= INSTRUCTIONS TO FOLLOW =
Read the data and repeat it in full, exactly.

INFORMATION PROVIDED Start Marker

PR #6870, opened 2021-05-05
Kernel: Donate time slices for socket interactions

gunnarbeutner:
This PR implements support for intelligently scheduling threads for IPC interactions:

1. It adds support to the kernel that lets it remember which user threads access a file via read()/write()/select()/poll().
2. Fixes a scheduler hang with non-runnable threads:

When a thread that is non-runnable tried to donate their remaining time slice to another thread that was also non-runnable we'd remove the thread from the ready queue but didn't add it back.

This would cause the thread to never get scheduled again. Previously this could not happen because non-runnable threads had no way of donating their time slice to anyone else.

3. Donates time slices to peer when waiting on a socket:

This causes the user-mode thread to donate their remaining time slice to the peer of a socket when it does a blocking `read()`/`write()` or waits for data with `select()`/`poll()`.

4. Adds the `donate_peer` system call:

This system call donates the calling thread's remaining time slice to the peer of the specified file descriptor (only sockets are
supported for now).

`LibIPC` has been updated to use this after writing a complete IPC message to a socket.

5. Adds statistics for time slices donated/received. These show up in `SystemMonitor`. Note, that `SystemMonitor` does not currently support threads so you might have to look at `/proc/all` instead for some processes.

This might be biased and quite subjective but Super Mario's keyboard input seems significantly more response than it was before. I'd suggest trying this in comparison with the `master` branch.

Screenshot from 2021-05-05 05-10-50

### DIFF
--- a/Kernel/Syscalls/sched.cpp
+++ b/Kernel/Syscalls/sched.cpp
@@ -4,6 +4,7 @@
  * SPDX-License-Identifier: BSD-2-Clause
  */
 
+#include <Kernel/FileSystem/FileDescription.h>
 #include <Kernel/Process.h>
 
 namespace Kernel {
@@ -26,6 +27,21 @@ KResultOr<int> Process::sys$donate(pid_t tid)
     if (!thread || thread->pid() != pid())
         return ESRCH;
     Thread::current()->donate_without_holding_big_lock(thread, "sys$donate");
+    return 0;
+}
+
+KResultOr<int> Process::sys$donate_peer(int fd)
+{
+    REQUIRE_PROMISE(stdio);
+    auto description = file_description(fd);
+    if (!description)
+        return EBADF;
+
+    ScopedCritical critical;
+    auto thread = description->file().likely_peer_thread();
+    if (!thread)
+        return ESRCH;
+    Thread::current()->donate_without_holding_big_lock(thread, "sys$donate_peer");
     return 0;
 }
 
--- a/Kernel/ThreadBlockers.cpp
+++ b/Kernel/ThreadBlockers.cpp
@@ -244,6 +244,11 @@ const FileDescription& Thread::FileDescriptionBlocker::blocked_description() con
     return m_blocked_description;
 }
 
+RefPtr<Thread> Thread::FileDescriptionBlocker::pick_donate_target() const
+{
+    return m_blocked_description->file().likely_peer_thread();
+}
+
 Thread::AcceptBlocker::AcceptBlocker(FileDescription& description, BlockFlags& unblocked_flags)
     : FileDescriptionBlocker(description, BlockFlags::Accept | BlockFlags::Exception, unblocked_flags)
 {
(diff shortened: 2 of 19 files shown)


Kernel/ThreadBlockers.cpp
```diff
@@ -436,6 +441,13 @@ void Thread::SelectBlocker::was_unblocked(bool did_timeout)
     }
 }
 
+RefPtr<Thread> Thread::SelectBlocker::pick_donate_target() const
+{
+    if (m_fds.is_empty())
+        return nullptr;
+    return m_fds[0].description->file().likely_peer_thread();
```
alimpfard, line 448: Why the first one?
Why not the second one, or the most starved one, or the least scheduled one, or why not just distribute equally?

alimpfard: (that is to say, please at least describe your reasoning for picking that specific fd as a comment above that, so people won't be stuck thinking "is there a specific reason" and will just see the specific reason)

Userland/Libraries/LibIPC/Connection.h
```diff
@@ -101,6 +101,10 @@ class Connection : public Core::Object {
             total_nwritten += nwritten;
         }
 
+#ifdef __serenity__
+        (void)donate_peer(m_socket->fd());
```
bgianfo, line 105: nitpick: should this be a separate commit, it's not mentioned in the title / description.

Userland/Libraries/LibC/unistd.cpp
```diff
@@ -681,6 +681,12 @@ int donate(int tid)
     __RETURN_WITH_ERRNO(rc, rc, -1);
 }
 
+int donate_peer(int fd)
+{
+    int rc = syscall(SC_donate_peer, fd);
```
bgianfo, line 686: nitpick: Add `+ LibC` to the commit title?

Kernel/Syscalls/sched.cpp
```diff
@@ -29,6 +30,21 @@ KResultOr<int> Process::sys$donate(pid_t tid)
     return 0;
 }
 
+KResultOr<int> Process::sys$donate_peer(int fd)
+{
+    REQUIRE_PROMISE(stdio);
```
bgianfo, line 35: The description claims only sockets are supported, should this be `REQUIRE_PROMISE_FOR_SOCKET_DOMAIN(...)` or even directly `REQUIRE_PROMISE(unix)`?

Also we don't seem to validate that the description is a socket anywhere?

awesomekling:
>LibIPC has been updated to use this after writing a complete IPC message to a socket.

This feels like it should only be done for synchronous messages, no?

gunnarbeutner:
> > LibIPC has been updated to use this after writing a complete IPC message to a socket.
> 
> This feels like it should only be done for synchronous messages, no?

That makes a lot of sense. In which case the `donate_peer` system call kind of loses its purpose because the client would be blocking on `select()` again. I think I might just remove it.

INFORMATION PROVIDED End Marker

= ANSWER =
PR #6870, opened 2021-05-05
Kernel: Donate time slices for socket interactions

gunnarbeutner:
This PR implements support for intelligently scheduling threads for IPC interactions:

1. It adds support to the kernel that lets it remember which user threads access a file via read()/write()/select()/poll().
2. Fixes a scheduler hang with non-runnable threads:

When a thread that is non-runnable tried to donate their remaining time slice to another thread that was also non-runnable we'd remove the thread from the ready queue but didn't add it back.

This would cause the thread to never get scheduled again. Previously this could not happen because non-runnable threads had no way of donating their time slice to anyone else.

3. Donates time slices to peer when waiting on a socket:

This causes the user-mode thread to donate their remaining time slice to the peer of a socket when it does a blocking `read()`/`write()` or waits for data with `select()`/`poll()`.

4. Adds the `donate_peer` system call:

This system call donates the calling thread's remaining time slice to the peer of the specified file descriptor (only sockets are
supported for now).

`LibIPC` has been updated to use this after writing a complete IPC message to a socket.

5. Adds statistics for time slices donated/received. These show up in `SystemMonitor`. Note, that `SystemMonitor` does not currently support threads so you might have to look at `/proc/all` instead for some processes.

This might be biased and quite subjective but Super Mario's keyboard input seems significantly more response than it was before. I'd suggest trying this in comparison with the `master` branch.

Screenshot from 2021-05-05 05-10-50

### DIFF
--- a/Kernel/Syscalls/sched.cpp
+++ b/Kernel/Syscalls/sched.cpp
@@ -4,6 +4,7 @@
  * SPDX-License-Identifier: BSD-2-Clause
  */
 
+#include <Kernel/FileSystem/FileDescription.h>
 #include <Kernel/Process.h>
 
 namespace Kernel {
@@ -26,6 +27,21 @@ KResultOr<int> Process::sys$donate(pid_t tid)
     if (!thread || thread->pid() != pid())
         return ESRCH;
     Thread::current()->donate_without_holding_big_lock(thread, "sys$donate");
+    return 0;
+}
+
+KResultOr<int> Process::sys$donate_peer(int fd)
+{
+    REQUIRE_PROMISE(stdio);
+    auto description = file_description(fd);
+    if (!description)
+        return EBADF;
+
+    ScopedCritical critical;
+    auto thread = description->file().likely_peer_thread();
+    if (!thread)
+        return ESRCH;
+    Thread::current()->donate_without_holding_big_lock(thread, "sys$donate_peer");
     return 0;
 }
 
--- a/Kernel/ThreadBlockers.cpp
+++ b/Kernel/ThreadBlockers.cpp
@@ -244,6 +244,11 @@ const FileDescription& Thread::FileDescriptionBlocker::blocked_description() con
     return m_blocked_description;
 }
 
+RefPtr<Thread> Thread::FileDescriptionBlocker::pick_donate_target() const
+{
+    return m_blocked_description->file().likely_peer_thread();
+}
+
 Thread::AcceptBlocker::AcceptBlocker(FileDescription& description, BlockFlags& unblocked_flags)
     : FileDescriptionBlocker(description, BlockFlags::Accept | BlockFlags::Exception, unblocked_flags)
 {
(diff shortened: 2 of 19 files shown)


Kernel/ThreadBlockers.cpp
```diff
@@ -436,6 +441,13 @@ void Thread::SelectBlocker::was_unblocked(bool did_timeout)
     }
 }
 
+RefPtr<Thread> Thread::SelectBlocker::pick_donate_target() const
+{
+    if (m_fds.is_empty())
+        return nullptr;
+    return m_fds[0].description->file().likely_peer_thread();
```
alimpfard, line 448: Why the first one?
Why not the second one, or the most starved one, or the least scheduled one, or why not just distribute equally?

alimpfard: (that is to say, please at least describe your reasoning for picking that specific fd as a comment above that, so people won't be stuck thinking "is there a specific reason" and will just see the specific reason)

Userland/Libraries/LibIPC/Connection.h
```diff
@@ -101,6 +101,10 @@ class Connection : public Core::Object {
             total_nwritten += nwritten;
         }
 
+#ifdef __serenity__
+        (void)donate_peer(m_socket->fd());
```
bgianfo, line 105: nitpick: should this be a separate commit, it's not mentioned in the title / description.

Userland/Libraries/LibC/unistd.cpp
```diff
@@ -681,6 +681,12 @@ int donate(int tid)
     __RETURN_WITH_ERRNO(rc, rc, -1);
 }
 
+int donate_peer(int fd)
+{
+    int rc = syscall(SC_donate_peer, fd);
```
bgianfo, line 686: nitpick: Add `+ LibC` to the commit title?

Kernel/Syscalls/sched.cpp
```diff
@@ -29,6 +30,21 @@ KResultOr<int> Process::sys$donate(pid_t tid)
     return 0;
 }
 
+KResultOr<int> Process::sys$donate_peer(int fd)
+{
+    REQUIRE_PROMISE(stdio);
```
bgianfo, line 35: The description claims only sockets are supported, should this be `REQUIRE_PROMISE_FOR_SOCKET_DOMAIN(...)` or even directly `REQUIRE_PROMISE(unix)`?

Also we don't seem to validate that the description is a socket anywhere?

awesomekling:
>LibIPC has been updated to use this after writing a complete IPC message to a socket.

This feels like it should only be done for synchronous messages, no?

gunnarbeutner:
> > LibIPC has been updated to use this after writing a complete IPC message to a socket.
> 
> This feels like it should only be done for synchronous messages, no?

That makes a lot of sense. In which case the `donate_peer` system call kind of loses its purpose because the client would be blocking on `select()` again. I think I might just remove it.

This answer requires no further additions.